[INSTRUCTIONS FOR THE TASK] The response must contain each line of the material that holds "exclusions".

[DATA TO USE]
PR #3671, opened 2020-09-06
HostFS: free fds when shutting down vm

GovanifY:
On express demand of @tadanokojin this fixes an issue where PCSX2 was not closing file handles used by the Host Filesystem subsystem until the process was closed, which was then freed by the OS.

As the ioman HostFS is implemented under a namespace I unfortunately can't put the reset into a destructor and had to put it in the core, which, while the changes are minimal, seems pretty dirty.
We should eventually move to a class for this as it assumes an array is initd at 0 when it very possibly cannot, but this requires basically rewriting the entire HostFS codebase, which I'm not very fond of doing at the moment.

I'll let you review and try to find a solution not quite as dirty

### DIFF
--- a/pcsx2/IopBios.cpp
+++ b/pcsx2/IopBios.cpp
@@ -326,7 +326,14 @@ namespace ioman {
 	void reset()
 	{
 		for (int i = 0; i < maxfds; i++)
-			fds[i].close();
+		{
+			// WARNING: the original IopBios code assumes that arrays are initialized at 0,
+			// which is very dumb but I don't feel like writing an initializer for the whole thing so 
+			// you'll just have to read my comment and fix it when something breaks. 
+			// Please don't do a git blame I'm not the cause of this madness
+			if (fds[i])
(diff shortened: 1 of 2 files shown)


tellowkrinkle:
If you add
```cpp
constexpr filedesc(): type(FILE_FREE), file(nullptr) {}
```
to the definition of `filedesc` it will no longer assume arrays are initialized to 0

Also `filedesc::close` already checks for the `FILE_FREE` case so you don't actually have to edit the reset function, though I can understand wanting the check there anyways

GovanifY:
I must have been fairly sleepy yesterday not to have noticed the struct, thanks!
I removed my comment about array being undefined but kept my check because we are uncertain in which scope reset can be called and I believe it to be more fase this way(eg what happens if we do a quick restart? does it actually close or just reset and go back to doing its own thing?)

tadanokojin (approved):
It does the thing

--

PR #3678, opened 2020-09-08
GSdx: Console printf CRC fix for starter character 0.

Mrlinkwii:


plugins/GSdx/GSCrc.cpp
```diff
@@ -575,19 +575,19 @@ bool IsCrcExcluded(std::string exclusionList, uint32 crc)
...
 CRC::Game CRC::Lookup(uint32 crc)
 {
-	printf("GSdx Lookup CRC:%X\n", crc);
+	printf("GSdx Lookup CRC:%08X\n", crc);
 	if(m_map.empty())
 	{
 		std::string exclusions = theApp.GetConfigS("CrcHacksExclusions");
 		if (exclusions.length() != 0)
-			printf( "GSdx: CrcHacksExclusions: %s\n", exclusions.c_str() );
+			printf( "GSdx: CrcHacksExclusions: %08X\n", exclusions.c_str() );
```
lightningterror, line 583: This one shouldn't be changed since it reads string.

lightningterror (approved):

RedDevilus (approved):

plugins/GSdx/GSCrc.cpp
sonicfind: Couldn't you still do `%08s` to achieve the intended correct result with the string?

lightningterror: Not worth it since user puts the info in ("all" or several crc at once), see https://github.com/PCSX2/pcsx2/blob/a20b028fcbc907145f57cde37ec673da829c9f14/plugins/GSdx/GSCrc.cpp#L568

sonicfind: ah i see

[EXPECTED ANSWER]
 		std::string exclusions = theApp.GetConfigS("CrcHacksExclusions");
 		if (exclusions.length() != 0)
-			printf( "GSdx: CrcHacksExclusions: %s\n", exclusions.c_str() );
+			printf( "GSdx: CrcHacksExclusions: %08X\n", exclusions.c_str() );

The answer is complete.